Ноздри Драко раздуваются в гневе, и у меня сводит желудок. Мне совсем не хочется слышать то, что он, возможно, собирается сказать. Не желаю видеть, как еще один человек будет уничтожен из-за того, что делаем мы с Люциусом.

Ведь сначала больно было только мне. Потом и Люциусу. А теперь вот Рон и Драко...

Пальцы Драко сжимаются вокруг волшебной палочки.

– Ты лгал мне, – выплевывает он, и его щеки вспыхивают.

Он пытается взять себя в руки.

– Ты не подчинился мне, Драко, – Люциус зол. – Я предупреждал, чтобы ты не трогал грязнокровку впредь...

– Иначе я перестану быть твоим сыном? – Драко тоже начинает терять над собой контроль. – Да, я помню. Вряд ли я вообще когда-нибудь смогу забыть эти слова. Знаешь, каково это, когда для твоего отца жизнь какой-то грязнокровки дороже, чем ты?

Любому другому отцу было бы больно от этих слов. Другой отец немедленно опустил бы палочку, заключил сына в объятия и сказал, что любит его больше всего на свете...

Все, что получает Драко от Люциуса, – холодный, безжалостный взгляд, и поэтому он продолжает чуть дрожащим голосом:

– Только сегодня утром ты говорил мне, что я должен повзрослеть, и я это сделал, – что-то, напоминающее гордость, мелькает в его голосе. – Я решил выяснить раз и навсегда, не ошибся ли в своих подозрениях.
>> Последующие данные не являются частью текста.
PR #3943, opened 2026-08-18
refactor: Add a `CmdOrigin` Type

markovejnovic:
Add a new `CmdOrigin` type which is a type-safe idea around the `<host>:<user>` pair.


crates/atuin-daemon/src/client.rs
```diff
@@ -299,7 +299,7 @@ impl From<Context> for RpcSearchContext {
         RpcSearchContext {
             session_id: context.session,
             cwd: context.cwd,
-            hostname: context.hostname,
+            hostname: context.cmd_origin,
```
markovejnovic: have to keep the `hostname` field here unfortunately since `RpcSearchContext` goes over the wire

crates/atuin-domain/src/lib.rs
```diff
@@ -67,3 +67,176 @@ macro_rules! new_uuid {
...
+    fn as_ref(&self) -> &str {
+        self.0.as_ref()
+    }
+}
+
+impl<T: AsRef<str>> CmdHost<T> {
+    pub fn owned(&self) -> CmdHost<String> {
+        CmdHost(self.0.as_ref().to_string())
+    }
+}
```
taylordotfish: Unless it would cause issues in generic code I would make this `T: Into<String>`

crates/atuin-domain/src/lib.rs
```diff
@@ -67,3 +67,176 @@ macro_rules! new_uuid {
...
+
+impl CmdHost<String> {
+    pub fn probe() -> Self {
```
taylordotfish: Still not a huge fan of this name; I would have to read the code to figure out what it does

crates/atuin-domain/src/lib.rs
```diff
@@ -67,3 +67,176 @@ macro_rules! new_uuid {
...
+            .map(Self)
+            .unwrap_or_default()
+    }
+}
+
+impl<'a> CmdHost<&'a str> {
+    pub fn as_str(&self) -> &'a str {
+        self.0
+    }
+}
```
taylordotfish: Why not implemented for all `CmdHost<T: AsRef<str>>`?

crates/atuin-domain/src/lib.rs
```diff
@@ -67,3 +67,176 @@ macro_rules! new_uuid {
 pub mod api;
 pub mod caps;
 pub mod record;
+
+/// A hostname, generic over its backing storage so it can be an owned
+/// `CmdHost<String>` or a zero-copy `CmdHost<&str>` view into a [`CmdOrigin`].
+#[derive(Debug, Clone, PartialEq, Eq, PartialOrd, Ord, derive_more::Display, derive_more::From)]
```
taylordotfish: derive Copy

crates/atuin-domain/src/lib.rs
```diff
@@ -67,3 +67,176 @@ macro_rules! new_uuid {
...
+pub struct CmdHost<T: AsRef<str> = String>(T);
+
+impl<T: AsRef<str>> AsRef<str> for CmdHost<T> {
+    fn as_ref(&self) -> &str {
+        self.0.as_ref()
+    }
+}
+
+impl<T: AsRef<str>> CmdHost<T> {
+    pub fn owned(&self) -> CmdHost<String> {
```
taylordotfish: make this `into_owned`

crates/atuin-domain/src/record/cmd_origin.rs
```diff
@@ -0,0 +1,169 @@
...
+    pub fn probe() -> Self {
+        Self::new(CmdHost::probe(), CmdUser::probe())
+    }
+
+    /// The host portion, as a zero-copy view.
+    pub fn host(&self) -> CmdHost<&str> {
+        CmdHost(&self.raw[..self.sep])
+    }
+
+    /// The user portion, as a zero-copy view (empty when there is no `:`).
```
taylordotfish: Comment needs clarification; there is always a `:` in `raw`

crates/atuin-client/src/history/builder.rs
```diff
@@ -119,7 +123,7 @@ impl From<HistoryFromDb> for History {
             cwd: from_db.cwd,
             duration: from_db.duration,
             session: from_db.session,
-            hostname: from_db.hostname,
+            cmd_origin: CmdOrigin::parse_fuzzy(from_db.hostname),
```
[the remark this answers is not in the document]
markovejnovic: I have fixed the filter

crates/atuin-client/src/import/nu_histdb.rs
```diff
@@ -45,7 +46,10 @@ impl From<HistDbEntry> for History {
             .exit(histdb_item.exit_status)
             .duration(histdb_item.duration_ms)
             .session(format!("{:x}", histdb_item.session_id))
-            .hostname(String::from_utf8_lossy(&histdb_item.hostname).into_owned());
+            .cmd_origin(CmdOrigin::new(
+                CmdHost::from(String::from_utf8_lossy(&histdb_item.hostname).into_owned()),
+                CmdUser::default(),
+            ));
```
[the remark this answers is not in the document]
markovejnovic: Historically it was wrong -- we used to use the `hostname` as the `CmdOrigin`, which would result in a string `<host>` rather than a string `<host>:<user>` -- even if a user was empty, a safer option would have been `<host>:`. We now use `<host>:unknown-user` which is most definitely the correct option here.

crates/atuin-client/src/import/resh.rs
```diff
@@ -143,7 +144,7 @@ impl Importer for Resh {
                 .duration(duration)
                 .exit(entry.exit_code)
                 .cwd(entry.pwd)
-                .hostname(entry.host)
+                .cmd_origin(CmdOrigin::new(CmdHost::from(entry.host), CmdUser::default()))
```
markovejnovic, line 147: See my reply to greptile for the functional change

crates/atuin-common/Cargo.toml
```diff
@@ -23,9 +23,10 @@ unicode = ["dep:unicode-width", "dep:unicode-segmentation"]
 # via a `vt100` terminal emulator. Compiled only when enabled.
 ansi = ["dep:vt100"]
 # Enables OS-specific utilities.
-os = ["dep:rustix"]
+os = ["dep:rustix", "dep:whoami"]
 
 [dependencies]
+whoami = { workspace = true, optional = true }
```
taylordotfish: Why?

crates/atuin-domain/src/record/cmd_origin.rs
```diff
@@ -0,0 +1,175 @@
+/// A hostname, generic over its backing storage so it can be an owned
+/// `CmdHost<String>` or a zero-copy `CmdHost<&str>` view into a [`CmdOrigin`].
+#[derive(
+    Debug, Copy, Clone, PartialEq, Eq, PartialOrd, Ord, derive_more::Display, derive_more::From,
+)]
+pub struct CmdHost<T: AsRef<str> = String>(T);
```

Оказалось – не ошибся, – почти ликующе подводит он итог. – Ты лжец и лицемер, и все это время ты трахал грязнокровку за спиной моей матери...

– Экспеллиар...

– Протего! – палочка Драко скользит в руке, но он удерживает ее и отражает заклинание отца. Они стоят, держа друг друга на прицеле. Отец и сын...

Сердце бьется так быстро, что вот-вот выпрыгнет из груди.

Две пары таких похожих глаз взирают друг на друга с одинаковой холодной жестокостью.

– Не слышу твоих отрицаний, отец, – шепчет Драко.

– Какой в них толк? – губы Люциуса сжимаются в тонкую линию. – Ты уже знаешь правду, и я не собираюсь оскорблять твои умственные способности, доказывая обратное.

Сказать, что я удивлена, значит – ничего не сказать. Почему он даже не попытался замести следы, как он всегда делает? Он же великий стратег, и может с легкостью придумать что угодно.

Он ведь не рассчитывает на то, что Драко сохранит наш секрет так же, как сделал Рон?

Но он же доверился Рону.

Это другое. Рон любит... любил меня, а я люблю его. Драко... Драко всегда получал от отца лишь равнодушное снисхождение.

– Ты кому-нибудь сказал о том, что узнал? – тихо спрашивает Люциус, и меня удивляет, как ему удается сохранять хладнокровие.

Все внутри сковывает льдом, пока я жду ответа, но...

– Нет, – угрюмо кидает Драко. – Пока нет.

Люциус почти неслышно выдыхает с облегчением.

Я снова обретаю способность дышать. По крайней мере, никто больше не в курсе, и у нас еще есть надежда.